Trovadorismo e Humanismo
Contexto sócio-histórico e características literáriasTrovador tocando lira. |
A produção poética trovadoresca se divide em dois grupos: poesia lírica, a qual se subdivide em cantiga de amor e cantiga de amigo, e poesia satírica, subdividida em cantiga de escárnio e cantiga de maldizer. Todas elas mantinham um vínculo intrínseco com a música, uma vez que eram feitas para que fossem cantadas com o acompanhamento de instrumentos. Vejamos, a seguir, cada um desses tipos de cantigas.
Produção Lírica
a) Cantiga de amor: nessa modalidade de cantiga, um eu-lírico masculino exprime o sofrimento causado pelo amor que ele nutre por uma dama inatingível, dirigindo-se a ela. A dama não corresponde aos apelos do eu-lírico por pertencer a uma classe social superior ou, mesmo, por ser casada. A impossibilidade de relacionamento torna a figura da mulher idealizada, pois resta ao eu-lírico apenas contemplá-la. O discurso do eu-lírico é caracterizado pelo amor cortês, que corresponde à “ideia de que o amor é, em si mesmo, fonte de valor, se não de virtude” (ROBL, 1980, p. 6). De acordo com as convenções do amor cortês, o trovador deveria manifestar o seu amor de forma controlada (mesura), por meio da vassalagem amorosa à dama, a qual ocupava posição superior (social e espiritualmente). Notem-se as seguintes
características do plano formal da cantiga de amor, apontadas por Moisés (2006): a) há uma
gradação progressiva da lamentação do eu-lírico entre as estrofes do poema; b) a tendência pelo
uso do estribilho, que é um verso repetido ao final de cada estrofe. A cantiga que apresenta
estribilho é chamada de refrão; a cantiga que não tem estribilho é chamada de cantiga de maestria.
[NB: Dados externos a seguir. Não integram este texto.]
PR #261, opened 2022-12-27
Guidance: mobX Data Store

### LINKED ISSUE #249: [Frontend][Publisher] Guidance: mobX Data Store

mxosman:
## Description of the change

Adds basic mobX data store for the Guidance component and sets up basic store functionality (e.g. computing `hasCompletedOnboarding`, `currentTopicID` and updating a topic's status.

This does not contain all of the store members needed for this feature - just a few to start and I'll be adding more as we go along.

## Related issues

Closes #249

### Development

### Code review


publisher/src/components/Guidance/types.ts
```diff
@@ -0,0 +1,82 @@
...
+    pathToTask?: string;
+  };
+};
+
+export type OnboardingTopicsStatus = {
+  topicID: TopicID;
+  topicCompleted: boolean;
+};
+
+export const onboardingTopicsMetadata: OnboardingTopicsMetadata = {
```
terryttsai, line 38: Is this mock data?

publisher/src/stores/GuidanceStore.ts
```diff
@@ -0,0 +1,75 @@
...
+    makeAutoObservable(this);
+
+    this.api = api;
+    this.userStore = userStore;
+    this.onboardingTopicsMetadata = onboardingTopicsMetadata;
+    this.onboardingTopicsStatus = mockTopicsStatus;
+  }
+
+  get hasCompletedOnboarding() {
+    if (this.onboardingTopicsStatus.length === 0) return;
```
terryttsai, line 49: What does it mean to return undefined? Can it just return false?

publisher/src/components/Guidance/types.ts
mxosman: The topics metadata is not mock data - it's more of a template of things to render for each step. I figured it would give us one central place to make updates to the copy/links/etc.

publisher/src/stores/GuidanceStore.ts
mxosman: Ah - nice catch! I think so! Having the `onboardingTopicsStatus` be [] empty is a weird state and should probably never happen - I figured we'd just short circuit - but returning `false` makes sense!

publisher/src/stores/GuidanceStore.ts
```diff
@@ -0,0 +1,75 @@
...
+    return this.onboardingTopicsStatus[topicIndex].topicID;
+  }
+
+  updateTopicStatus = (topicID: TopicID, status: boolean) => {
+    this.onboardingTopicsStatus = this.onboardingTopicsStatus.map((topic) => {
+      if (topic.topicID !== topicID) return topic;
+      return { ...topic, topicCompleted: status };
+    });
+
+    return this.onboardingTopicsStatus;
```
terryttsai, line 71: Does this need to return anything?

mxosman: I kept it there incase we decide to show overall guidance progress - thought it would be nice to get a fresh updated object. I can remove it for now and add it back in if we ever decide to go that route.

mxosman: [9f5fcf6](https://github.com/Recidiviz/justice-counts/pull/261/commits/9f5fcf606e16ec89f7f2e98889600313a71b3cbb)

publisher/src/stores/GuidanceStore.ts
```diff
@@ -0,0 +1,73 @@
...
+  get currentTopicID() {
+    if (this.onboardingTopicsStatus.length === 0) return;
+    const topicIndex = this.onboardingTopicsStatus.findIndex(
+      (topic) => !topic.topicCompleted
+    );
+    if (topicIndex < 0) return;
+    return this.onboardingTopicsStatus[topicIndex].topicID;
+  }
+
+  updateTopicStatus = (topicID: TopicID, status: boolean) => {
```
lilidworkin, line 65: What if mockTopicStatus was a map of topic ID to status, then we could update the map directly, this.onboardingTopicsStatus[topicID] = status, making this a O(1) operation instead of O(n)?

publisher/src/router/Router.tsx
```diff
@@ -34,15 +34,14 @@ import { useStore } from "../stores";
...
+  const { userStore, guidanceStore } = useStore();
 
   // using this to indicate whether user has agency id of which is provided in the url
   // if not then show placeholder (InvalidAgency page) from which you can go to homepage
   // e.g. reports page with initial available user agency
   // or maybe display some text since header is available and user can pick available agency
   const isAgencyIdInUserAgencies = userStore.getAgency(agencyId);
-  // TODO(#249): Move boolean to mobX data store
-  const hasCompletedOnboarding = true;
+  const { hasCompletedOnboarding } = guidanceStore;
```
lilidworkin, line 44: Was this previously based on FRE? How does guidance interact with FRE?

lilidworkin (approved):
Looks great! Left a comment but not at all blocking -- let's maybe go ahead and just merge some of these earlier PRs in, we can always address the comments in later PRs in the stack

terryttsai (approved):

publisher/src/stores/GuidanceStore.ts
mxosman: Great idea! I thought about that initially and opted to do it this way because there were only going to be ~4 topics and I couldn't imagine us adding a ton of new topics, but I can absolutely rework this to be a mapped object!

publisher/src/router/Router.tsx
mxosman: Ah, this was fleshing out what I had in the previous Routing PR. In the previous routing PR, I put a temporary `hasCompletedOnboarding` boolean until I implemented a data store to sort out the initial routing.

But, this is a great question about the original FRE. I was under the assumption that this new Guidance flow will replace that - but now, I'm not 100% sure. The state for the original FRE lives in Auth0 metadata. Do you know if it be replaced by this flow?

publisher/src/stores/GuidanceStore.ts
mxosman: Added to Task #329

lilidworkin: Actually yea you raise a great point -- it's not really O(n) since we only have 4 topics and that list is unlikely to grow! It's O(4) which is O(1) :) I was being overeager with my optimization again, lol. I still think a map might be cleaner, but it won't really make a performance difference :D

publisher/src/router/Router.tsx
lilidworkin: Ah makes sense! Yea I'm not sure either -- maybe ask Humphrey in #justice-counts? I could see them both existing at the same time, it feels like they could maybe be compatible or at least not mutually exclusive?

publisher/src/stores/GuidanceStore.ts
mxosman: I do think it's a really good habit for me to prefer the mapped object like you suggested! I always appreciate this advice, Lili! It definitely doesn't hurt to always optimize this way!

publisher/src/router/Router.tsx
mxosman: Will do!!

b) Cantiga de amigo: nesse tipo de cantiga, um eu-lírico feminino, geralmente uma camponesa
ou outra figura de perfil social mais popular, exprime o sofrimento causado pelo fato de o seu
amado tê-la abandonado para ir à guerra ou para se relacionar com outra mulher. Diferentemente
da cantiga de amor, o eu-lírico feminino não dirige o seu discurso àquele que ama, mas a
mulheres próximas, como a mãe ou amigas, ou a elementos da natureza. Destacam-se duas
características da cantiga de amigo indicadas por Massaud Moisés (2006):
a) no plano temático, o amor representado é mais realista, sem a idealização da amada da cantiga de amor;
b) no plano formal, a cantiga de amigo tende a apresentar um traço mais narrativo do que a cantiga de amor. Ressalte-se que as cantigas de amor não eram compostas por mulheres, mas por trovadores que construíam uma voz feminina no poema.
Produção Satírica
a) Cantiga de escárnio: nesse tipo de cantiga, o eu do poema tece uma crítica a alguém ou
a um comportamento, num tom sarcástico mais comedido, indireto. Mesmo o nome do
alvo da sátira não é mencionado no poema.
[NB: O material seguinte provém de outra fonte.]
PR #266, opened 2023-01-03
Guidance: Add Data

### LINKED ISSUE #258: [Frontend][Publisher] Guidance: Add Data

mxosman:
## Description of the change

Implements the Add Data step in the guidance flow which allows a user to choose between uploading a spreadsheet or manually filling out a record. This step unlocks the `Records` page as well as the `Upload Data` button (in the header). 

NOTE: I've commented out the line that updates the topic status based on whether or not the user has at least one report. Since we all have atleast one report - I figured I'll disable it for now so you can experience this step (otherwise, it'll skip this step because you've already added data and go to the Publish Data step).

Demo:

https://user-images.githubusercontent.com/59492998/210604999-0bdea03f-1ef5-487f-b51d-b1c047fc2ef8.mov

## Related issues

Closes #258 

### Development

### Code review

### DIFF
--- a/publisher/src/components/Guidance/Guidance.tsx
+++ b/publisher/src/components/Guidance/Guidance.tsx
@@ -22,6 +22,7 @@ import { useNavigate } from "react-router-dom";
 import { useStore } from "../../stores";
 import {
   ActionButton,
+  ActionButtonWrapper,
   ContentContainer,
   GuidanceContainer,
   ProgressStepBubble,
@@ -88,17 +89,36 @@ export const Guidance = observer(() => {
           <TopicTitle>{currentTopicDisplayName}</TopicTitle>
           <TopicDescription>{currentTopicDescription}</TopicDescription>
 
-          {/* TODO(#) Replace the || "Next" and only display ActionButton if there is a buttonDisplayName property while mocking */}
-          <ActionButton
-            onClick={() => {
-              if (currentTopicID) {
-                if (pathToTask) navigate(pathToTask);
-                updateTopicStatus(currentTopicID, true);
-              }
-            }}
-          >
-            {buttonDisplayName || "Next"}
-          </ActionButton>
+          {currentTopicID === "ADD_DATA" ? (
+            <ActionButtonWrapper>
+              <ActionButton
+                kind="primary"
+                onClick={() => navigate("../upload")}
+              >
+                Upload spreadsheet
+              </ActionButton>
+              <ActionButton
+                kind="bordered"
+                onClick={() => navigate("../records")}
+              >
+                Fill out report
+              </ActionButton>
+            </ActionButtonWrapper>
+          ) : (
+            <>
+              {/* TODO(#) Replace the || "Next" and only display ActionButton if there is a buttonDisplayName property while mocking */}
+              <ActionButton
+                onClick={() => {
+                  if (currentTopicID) {
+                    if (pathToTask) navigate(pathToTask);
+                    updateTopicStatus(currentTopicID, true);
+                  }
+                }}
+              >
+                {buttonDisplayName || "Next"}
+              </ActionButton>
+            </>
+          )}
 
           {skippable && (
             <SkipButton
--- a/publisher/src/components/Guidance/Guidance.tsx
+++ b/publisher/src/components/Guidance/Guidance.tsx
@@ -20,6 +20,7 @@ import React, { useEffect } from "react";
 import { useNavigate, useParams } from "react-router-dom";
 
 import { useStore } from "../../stores";
+import { REPORTS_LOWERCASE } from "../Global/constants";
 import {
   ActionButton,
   ActionButtonWrapper,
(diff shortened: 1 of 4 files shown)


publisher/src/router/Router.tsx
```diff
@@ -58,7 +58,29 @@ export const Router = () => {
               <>
                 <Route path="/settings/*" element={<Settings />} />
                 {isAddDataOrPublishDataStep && (
-                  <Route path="/upload/*" element={<DataUpload />} />
+                  <>
+                    <Route path="/upload/*" element={<DataUpload />} />
```
lilidworkin, line 62: Yea, so this is what I was worried about / hinting at in earlier PRs -- is there any way to share this logic between the two cases (guidance and not guidance) so we don't have to copy/paste and worry about forgetting to copy/paste a certain case, etc?

publisher/src/components/Guidance/Guidance.tsx
```diff
@@ -88,17 +110,36 @@ export const Guidance = observer(() => {
...
-                updateTopicStatus(currentTopicID, true);
-              }
-            }}
-          >
-            {buttonDisplayName || "Next"}
-          </ActionButton>
+          {currentTopicID === "ADD_DATA" ? (
+            <ActionButtonWrapper>
+              <ActionButton
+                kind="primary"
```
lilidworkin, line 116: Random but I'm curious why this button is the primary one? I guess that was the case in Figma? Would you mind clarifying this with @agronomic and @hobuobi -- is it intentional that we're encouraging folks towards bulk upload?

publisher/src/components/Guidance/Guidance.tsx
```diff
@@ -51,6 +54,25 @@ export const Guidance = observer(() => {
   const topLeftPositionedTopic =
     currentTopicID === "WELCOME" || currentTopicID === "METRIC_CONFIG";
 
+  useEffect(() => {
+    const initialize = async () => {
+      reportStore.resetState();
+      // eslint-disable-next-line @typescript-eslint/no-non-null-assertion
+      await reportStore.getReportOverviews(agencyId!);
```
terryttsai, line 61: Do we need to do this here?

publisher/src/components/Guidance/Guidance.tsx
mxosman: Oh `primary` was just a variable name to distinguish between the different colored buttons (blue vs no-background-grey-border). I could rename it `blue`? As far as which one should be blue and which one should be no-background but with a grey border - I just went with what was on the design and didn't really think about them as one pushing a user towards a particular button. Similar to other buttons side by side, usually their not both blue nor both no-background w/ a grey border.

publisher/src/components/Guidance/Guidance.tsx
mxosman: Yeah, I needed to initialize the report overviews to get a list of reports a user has uploaded to then do a check and see if there is at least one report - if so, then the topic is completed. Open to any suggestions you have if this doesn't feel right!

publisher/src/router/Router.tsx
mxosman: Yeah - this is a good question! I was having a hard time doing that and having it restrict access so I took this naive approach. I can make another attempt and note the exact issues I'm running into and see if there might not be a better solution that combines the two. Working out the routing was a bit of a doozy.

publisher/src/components/Guidance/Guidance.tsx
lilidworkin: Yea this was totally a product/design question, not an engineering one! Your implementation definitely looks right.

publisher/src/components/Guidance/Guidance.tsx
lilidworkin: I wonder if we can instead have the backend be responsible for determining which guidance topic we're currently on, and send that over with an existing GET request (like /users probably), and therefore reduce the number of round trips between FE and BE? That also lets us pull just the info we need to determine the guidance topic, whereas report overviews might include extraneous information and therefore waste resources. We don't have to do this in this PR -- would make more sense when you get around to working on the other backend changes -- but something to note for later?

publisher/src/router/Router.tsx
lilidworkin: Might be worth spending a little more time on it, but timebox it -- we can always return to it later.

lilidworkin (approved):
Will stamp this so we can merge and start shrinking this stack :D but make tasks for the two followups here (investigating shared routing and removing the getReportOverviews call). Thanks!

publisher/src/components/Guidance/Guidance.tsx
mxosman: Ah - this is brilliant! I love this idea - will include this in #329 to follow up on when I implement the backend! Thank you both for the feedback here!

publisher/src/router/Router.tsx
mxosman: Will do!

b) Cantiga de maldizer: nessa modalidade de cantiga, o eu do poema faz uma crítica mais
direta e aberta a alguém, inclusive revelando o nome da pessoa atacada, ridicularizando-a.
Esse poema muitas vezes utiliza vocabulário de baixo calão.
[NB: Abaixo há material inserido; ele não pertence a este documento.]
PR #924, opened 2025-04-30
new set_baudrate command, atari2600 fixes and network protocol changes

gtortone:
- add new command set_baudrate to change UART baudrate between external host and ESP32 (useful with Pico or other MCU)
- disabling status read when called from sio_poll_interrupt to avoid pauses during data transfer with TNFS
- add some "not used" pins to atari2600.h to allow build


tschak909 (approved):
Thank you.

O Trovadorismo também produziu novelas de cavalaria, como A demanda do Santo Graal, a qual trata da busca pelo Santo Graal, ou seja, o cálice sagrado, pelos Cavaleiros da távola Redonda do Rei Artur. Segundo Moisés (2006), não foram produzidas novelas de cavalaria originalmente portuguesas, mas versões adaptadas de obras em francês.
Humanismo
O período do Humanismo em Portugal corresponde, cronologicamente,
ao período entre a nomeação de Fernão Lopes (1380?-1460) como Guarda-Mor da Torre do Tombo, em 1418, e o regresso do poeta Sá de Miranda (1481-1558) ao seu país, em 1527, trazendo e divulgando tendências estéticas clássicas. O período coincide com o advento do mercantilismo e com o início das grandes navegações portuguesas.
Esse momento histórico, como o próprio nome sugere, foi marcado pelo antropocentrismo, ou seja, por uma visão de mundo que privilegia o homem e o coloca como centro do mundo, diferentemente do teocentrismo (Deus como centro do mundo) da Idade Média. Embora a religião ainda fosse vigorosa no período, a valorização do homem e da razão emergia como potências que, posteriormente, se intensificariam no Classicismo/Renascimento.
Da literatura desse período, destacam-se:
a) As crônicas historiográficas como as crônicas dotadas de aspectos literários de Fernão
Lopes sobre monarcas portugueses, que igualmente enfatizavam a massa popular, e as crônicas
de Gomes Eanes de Zurara (1410-1473 ou 1474), que também tratavam sobre reis e, pioneiramente, sobre a expansão marítima portuguesa.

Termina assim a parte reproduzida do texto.